Even while the US seems paralyzed and ineffective in helping its own, another country promises aid. Puerto Rico to Get Power Relief From German Microgrid Supplier reports Bloomberg.

Sonnen GmbH, a German provider of energy-storage systems, is planning to install microgrids to provide electricity for at least 15 emergency relief centers in hurricane-ravaged Puerto Rico.

Sonnen began delivering its storage systems to Puerto Rico last week and expects to deliver at least one shipment each week as the island’s ports reopen, the Wildpoldsried, Germany-based company said in an emailed statement Monday. It’s working with local partner Pura Energia, which installs solar panels with Sonnen batteries.

Puerto Rico’s electricity grid was completely knocked out when Hurricane Maria slammed into the island Sept. 20, and repairs are expected to take months. That’s generating interest in microgrids, small-scale systems that combine solar panels and batteries that can be installed quickly to restore power to a few buildings at a time. Tesla Inc. is sending hundreds of its Powerwall battery systems to the island, and Sunnova Inc., Puerto Rico’s largest rooftop solar provider, plans to install batteries to complement its systems.

Sonnen is donating equipment for the 15 relief centers.

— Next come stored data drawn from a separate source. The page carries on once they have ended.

PR #3453, opened 2025-02-10
Unable to open a Sequential DS after renaming a favourited Sequential DS

SanthoshiBoyina1:
## Proposed changes

Fixes https://github.com/zowe/zowe-explorer-vscode/issues/3345

## Release Notes

Milestone:

Changelog:

## Types of changes

## Checklist

**General**

**Code coverage**

**Deployment**


anaxceron (dismissed):

traeok (changes requested):
Thanks for looking into this Santhoshi!

Is the `newUri` parameter a required change to fix this behavior? Extenders have to update their implementation to support the proposed function definitions for `renameNode` and `renameFavorite`, which is a breaking change as these functions are required. We should have enough information to generate a new URI based on the new label and the existing profile on the node.

JillieBeanSim (dismissed):
LGTM! thanks for the fix @SanthoshiBoyina1

packages/zowe-explorer/src/configuration/Definitions.ts
```diff
@@ -67,6 +67,7 @@ export namespace Definitions {
         session?: imperative.Session;
         profile?: imperative.IProfileLoaded;
         contextOverride?: string;
+        contextValue?: string;
```
t1m0thyj, line 70: Do we need to add `contextValue` here? It feels redundant since it's already defined on tree nodes, and the `IZoweTreeOpts` type (which is only used in constructors) has `contextOverride` to support overriding the default context value.

traeok, line 70: I believe `contextOverride` serves the same purpose, unless I'm missing additional context. Is this new property needed?

traeok (commented):
This fix LGTM, thanks Santhoshi! I had a quick question before approving, but the changes make sense to me.

t1m0thyj (commented):
Looks pretty good, thanks @SanthoshiBoyina1! Left a question

anaxceron (approved):

packages/zowe-explorer/src/configuration/Definitions.ts
SanthoshiBoyina1: Earlier I added it for fix some failing test cases. But now it's working fine even after reverting back the change.

anaxceron (approved):

traeok (approved):

JillieBeanSim (approved):
LGTM! thanks @SanthoshiBoyina1 for the fix

zFernand0 (approved):
LGTM! 😋 
---

great catch on this edge case 🤯 
Thanks for the fix! 🙏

It also expects increased demand for its systems with Puerto Rico consumers and will donate profit from local sales to build as many as 35 additional microgrids on the island.

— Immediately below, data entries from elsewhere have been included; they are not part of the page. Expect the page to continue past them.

Issue #3447, opened 2025-02-08
OpenRecentMember command problems


JWaters02:
**Describe the bug**

There are two parts to this bug:
1. The keybinding to open it does not work
2. The function itself does not work (special edge case!)

## Part 1

When I use the keybinding ctrl+alt+r to run the command `zowe.openRecentMember`, nothing happens.

However, the keybinding (ctrl+alt+p) does work for its cousin, the command `zowe.searchInAllLoadedItems`, despite their entries in package.json being identical.

For the benefit of the doubt, I temporarily switched the zowe.searchInAllLoadedItems command to run the openRecentMemberPrompt function, and when pressing that keybind (ctrl+alt+p), it opened fine.

Perhaps some kind of key conflict? These are my keys:

![Image](https://github.com/user-attachments/assets/a568c205-e138-4ed6-b22b-b24ea60d379c)

## Part 2

Once I got the function running using that temporary switch as above, the menu would appear with all the files in my history as expected, however, when selecting a file, I always get the warning message `Cannot read properties of undefined (reading 'pattern')`.

I debugged the issue and found that the `sessionNode` was not being found in my profile, which dropped through the code as null and eventually lead to this warning. `sessionNode` is not being found in my profile because my profile name is now simply different to how it is in the file history, which is where the recent files quick pick gets its items from.

Much easier to show a screenshot, so here, you can see that my current profile name is `zosmf_zxplore`, while the profile name that is being expected, is `zxplore`. 

![Image](https://github.com/user-attachments/assets/2da59109-7aec-46c6-812c-2e67504505cd)

However, you may notice, that in the above screenshot, the USS file in history and my USS profile name is the same. So why is it still not working then?

Because of a seperate oversight in the code:

https://github.com/zowe/zowe-explorer-vscode/blob/eeeaf84a62a0a83b076b49e6bc7a1eb5ed9f0abc/packages/zowe-explorer/src/trees/shared/SharedActions.ts#L190

The file history stores the profile name in all caps, while my profile name is in all lower, so it is checking all caps profile name with all lower one and does not find a match, so `sessionNode` is also not being found. Notice that this is not an issue for a matching dataset profile though, because it does actually do the lower case conversion for both first!

https://github.com/zowe/zowe-explorer-vscode/blame/eeeaf84a62a0a83b076b49e6bc7a1eb5ed9f0abc/packages/zowe-explorer/src/trees/shared/SharedActions.ts#L195

**To Reproduce**

[...]

Issue #3446, opened 2025-02-07
Edit History Webview (V3): Items are not being added to file history


adam-wolfe:
**Describe the bug**

In Zowe Explorer V3 (3.0.3 and 3.1.0), files, data sets, and jobs are not being added to the file history in the Edit History Webview.

This functionality seems to work as expected in Zowe Explorer 2.18.0.

**To Reproduce**

1. Open any USS file, data set (or member), or spool file.
2. Open the Edit History Webview and check File History.
3. Note that the file history does not contain the file/ds/spool that you recently opened.

**Expected behavior**

After opening a file, the file should be listed in the file history.

**Screenshots**

**Desktop (please complete the following information):**

- OS: Win 10
- Zowe Explorer Version: 3.0.3, 3.1.0
- (Optional) Zowe CLI Version:
- (Optional) Are you using Secure Credential Store?

**Additional context**

JWaters02:
Firstly, it seems like `addFileHistory` is not implemented yet for Jobs: https://github.com/zowe/zowe-explorer-vscode/blob/eeeaf84a62a0a83b076b49e6bc7a1eb5ed9f0abc/packages/zowe-explorer/src/trees/job/JobTree.ts#L895

I did a little debugging and noticed that when you open a dataset, `addFileHistory`, and above that, `openDs`, are never called unless you specifically *only* open the dataset with encoding - which calls the `openWithEncoding` command then function, which does called `openDs` with `addFileHistory`

What it seems like, is that when the file is opened in the editor (by calling its URI), there is simply nothing that tells zowe explorer that the file has been opened, so subsequently it does not do any logic for actually adding the file to the history.

JWaters02:
> [@adam-wolfe](https://github.com/adam-wolfe) & [@JWaters02](https://github.com/JWaters02) Should this issue be closed with the bug fix [PR](https://github.com/zowe/zowe-explorer-vscode/pull/3441) or is there more to be done for this?

No, this bug is seperate to the fixes I made in #3441 

That PR fixes some issues related to refreshing within the edit history view itself, while this bug is to do with it not actually adding any  new items into the history in the first place (a much more major issues in my opinion).

PR #3477, opened 2025-02-21
Bug fixes on open recent member command

JWaters02:
## Proposed changes

Fixes both parts of #3447 

1. Keybind `ctrl + alt + r` has a couple of conflicts with system keybinds, so when you press the keybinding, vscode does not even attempt to call the command. I noticed that ctrl + alt + t is free (and I have quite a lot of extensions installed, so hopefully it is fine? Unless macOS has something). So changed it to that.
2. Fixed the bug with profile not being found causing an error
3. Fixed the bug where profiles being in the wrong case on uss files would be not found
4. Added open recent member into the command palette (this is nice QoL for me, a command palette enjoyer)

## Release Notes

Milestone: 3.1.2

Changelog:
- The "Open Recent Member" command can now be triggered from the command palette.
- Fixed issue where selecting a recent member to open from a profile name that no longer exists would cause an error. [#3447](https://github.com/zowe/zowe-explorer-vscode/issues/3447)
- Fixed issue with a conflicting keybinding for `Open Recent Member`, changed keybinding to `Ctrl`+`Alt`+`t` for Windows and `⌘ Cmd`+`⌥ Opt`+`t` for macOS. [#3447](https://github.com/zowe/zowe-explorer-vscode/issues/3447)

## Types of changes

- [x] Other (please specify above in "Proposed changes" section): Keybinding change

## Checklist

**General**

**Code coverage**

**Deployment**

- [ ] These changes may need ported to the appropriate branches (list here): 3.1.2

## Further comments

No mention of open recent member command in zowe docs, so nothing to be changed there in relation to keybinds changes.


JWaters02:
Why did DCO check fail? I signed off my commit with my GPG key. You can see the verified tag on my commit... is it because the DCO CI checks only for the "signed off by email" and does not take into account GPG keys?

packages/zowe-explorer/CHANGELOG.md
```diff
@@ -11,6 +11,7 @@ All notable changes to the "vscode-extension-for-zowe" extension will be documen
 - Implemented drag and drop functionality of data sets within and across LPARs. [#3413](https://github.com/zowe/zowe-explorer-vscode/pull/3413)
 - Renamed "Zowe Explorer z/OS Console" to "z/OS Console". [#3445](https://github.com/zowe/zowe-explorer-vscode/pull/3445)
 - Adopted ZE APIs new `directConnectLogin` and `directConnectLogout` methods for login and logout actions NOT using the tokenType `apimlAuthenticationToken`. [#3346](https://github.com/zowe/zowe-explorer-vscode/issues/3346)
+- The "Open Recent Member" command can now be triggered from the command palette.
```
traeok, line 14: Can you link your PR on this changelog entry? It identifies where the change was made and helps us give proper credits in the GitHub release 😋

traeok:
Thanks for working on this @JWaters02 - I'm running into an issue where trying to use the "Open Recent Member" results in an error that the "Node does not exist. It may have been deleted":

ZE-OpenRecentMember-Issue

traeok (dismissed):

JWaters02:
> Thanks for working on this @JWaters02 - I'm running into an issue where trying to use the "Open Recent Member" results in an error that the "Node does not exist. It may have been deleted":

Thanks I'll look into it

JWaters02:
> I'm running into an issue where trying to use the "Open Recent Member" results in an error that the "Node does not exist. It may have been deleted":

This appears to be a seperate bug where the member being saved is only saving its name to the history, not its full PDS + member name like it used to be done in v2. 

image

I don't think this is technically within scope of this PR as this PR only fixes open recent member, while the bug is caused by the saving to history, which would probably be related to #3446 

But I'll look into it anyway as it does directly break this feature, and if it's an easy one I'll probably include it in this PR anyway.

JWaters02:
Okay, fixed the bug in openDs. Therefore, this bug isn't related to #3446 because in that bug, openDs is not being called at all. So I will include this fix in this PR.

packages/zowe-explorer/src/trees/shared/SharedActions.ts
```diff
@@ -187,13 +187,21 @@ export class SharedActions {
             if (pattern.indexOf("/") > -1) {
                 // USS file was selected
                 const filePath = pattern.substring(pattern.indexOf("/"));
-                const sessionNode = ussTree.mSessionNodes.find((sessNode) => sessNode.getProfileName() === sessionName);
+                const sessionNode = ussTree.mSessionNodes.find((sessNode) => sessNode.label.toString().toLowerCase() === sessionName.toLowerCase());
```
zFernand0, line 190: I guess I haven't had a need to do this, but do we not support case-sensitive profile names? 😋

zFernand0 (approved):
Changes LGTM! 😋

packages/zowe-explorer/src/trees/dataset/ZoweDatasetNode.ts
```diff
@@ -689,7 +689,13 @@ export class ZoweDatasetNode extends ZoweTreeNode implements IZoweDatasetTreeNod
...
                 }
                 if (datasetProvider) {
-                    datasetProvider.addFileHistory(`[${this.getProfileName()}]: ${this.label as string}`);
+                    let criteria = `[${this.getProfileName()}]: `;
+                    if (SharedContext.isDsMember(this)) {
+                        criteria = `${criteria}${this.getParent().label as string}(${this.label as string})`;
+                    } else {
+                        criteria = `${criteria}${this.label as string}`;
+                    }
+                    datasetProvider.addFileHistory(criteria);
```
traeok, line 698: Thanks for fixing how the recent member is saved 🙏

traeok (commented):
The issue I encountered is now resolved. Thanks again for including that bug fix!

However, I've run into an issue where, after opening a data set member, the member is no longer added to that list:

ZE-OpenRecentMember-Issue2

This doesn't happen all the time, but seems to be after I open a file without selecting an encoding.

---

Also, maybe we can discuss this as a parking lot in the next ZE standup, but I do have some concerns about how we match against the session name (coercing using `toLowerCase`). Maybe this could be resolved separately since I could see this being "breaking" / involving more refactoring to address recent members that were already added in all caps.

JWaters02:
> This doesn't happen all the time, but seems to be after I open a file without selecting an encoding.

Yes, this is a bug reported in #3446 where I found that openDs is not being called when opening a file by just clicking on it, but opening it by opening with encoding does work as it explicitly calls the openDs function which adds the file to history.

packages/zowe-explorer/src/trees/shared/SharedActions.ts
JWaters02: Good point, left a comment about it below https://github.com/zowe/zowe-explorer-vscode/pull/3477#issuecomment-2704986548

traeok:
> > This doesn't happen all the time, but seems to be after I open a file without selecting an encoding.
> 
> Yes, this is a bug reported in #3446 where I found that openDs is not being called when opening a file by just clicking on it, but opening it by opening with encoding does work as it explicitly calls the openDs function which adds the file to history.

Ah I see, thanks for clarifying on that - I think we'll need to refactor how we add the data set to file history. Ultimately, we want the node's command to stay as `vscode.open` so that a double-click operation opens the file and a single click opens the file in preview mode. When we used a different command on the node, the user experience was not great - errors would bubble up from VS Code when double clicking on files (which is still the case in ZE v2), and we had no way of accurately determining whether the user double-clicked the node, as our "open data set" action would run twice 😬 not ideal...

I think we can leverage the `onDidOpenTextDocument` event to know when to add the resource to the file history. But I'm definitely not requesting that as part of this PR, just wanted to give context on why we moved away from calling a function to open nodes in the editor 😋 We'll look into this as a separate bug.

packages/zowe-explorer/src/trees/shared/SharedActions.ts
```diff
@@ -187,13 +187,21 @@ export class SharedActions {
...
+                if (!sessionNode) {
+                    Gui.showMessage(vscode.l10n.t("Profile not found."));
```
t1m0thyj, line 192: In the case that the profile is not found, should we delete the invalid recent entry from the list? Perhaps we could also add a prompt to the message asking the user if they want to keep or delete the invalid entry.

Just an idea, not a request changes for this PR - we could address this as a future enhancement 😋

t1m0thyj (approved):
LGTM, thanks @JWaters02!

zFernand0 (approved):
LGTM! 😋

traeok (approved):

”It is our duty to stand firmly with the people of Puerto Rico and do everything possible to help start the rebuilding process,” Chief Executive Officer Christoph Ostermann said in the statement. “There is a clear connection between our mission to support humanity during a climate disaster and our mission to fight climate change.”

Meanwhile, back on our mainland homeland, Trump, backed by climate change deniers, is pulling us out of the Paris accord on climate change.

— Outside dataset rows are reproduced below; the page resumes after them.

Issue #3088, opened 2024-09-04
Expose logic for creating new team configs/schemas


traeok:
**Is your feature request related to a problem? Please describe.**

From the perspective of a Zowe Explorer extender, I would have to re-implement most of the logic for creating a new team config and schema. This would likely involve duplicating code that already exists in Zowe Explorer's codebase in order to access it.

**Describe the solution you'd like**

It would be helpful to provide some of this logic in ZE API, if possible, to avoid code duplication and to allow this feature to be leveraged by extenders.

**Describe alternatives you've considered**

Copy/pasting the code from Zowe Explorer itself, but this feels redundant and is not easy to maintain.

**Additional context**

_Follow up on discussion in issue #3078_

zFernand0:
This will be helpful for the CICS extension

FrankSu1996:
It would be nice to have the ability to add a custom profile if needed in the created team config instead of always the default profile attributes.

JillieBeanSim:
https://github.com/zowe/zowe-explorer-vscode/issues/3229 seems related to this one

sosadchuk:
Hello, thx for implementing this!

May I ask you to point me to some usage examples please?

A while back I blogged about how China was investing heavily in African infrastructure - building airports for example. The United States? Not so much - or not at all. I did not anticipate that the US would be on the receiving end of charity from another country. Perhaps our leaders have yet to understand that humanitarian investment is good for business.

A final thought: in response to the bungled response to Hurricane Katrina, the well-known buck stopped with then President Bush. Trump is doing his damndest to make sure that the buck stops with the Puerto Ricans. Trump likes big, beautiful things. The biggest, most beautiful cluster-fuck [1] is in the making and our indifferent, indolent President Donald Trump cannot dodge it.

[1]: From Wiktionary: A chaotic situation where everything seems to go wrong. It is often caused by incompetence, communication failure, or a complex environment. (Scriber: In this case, all three.)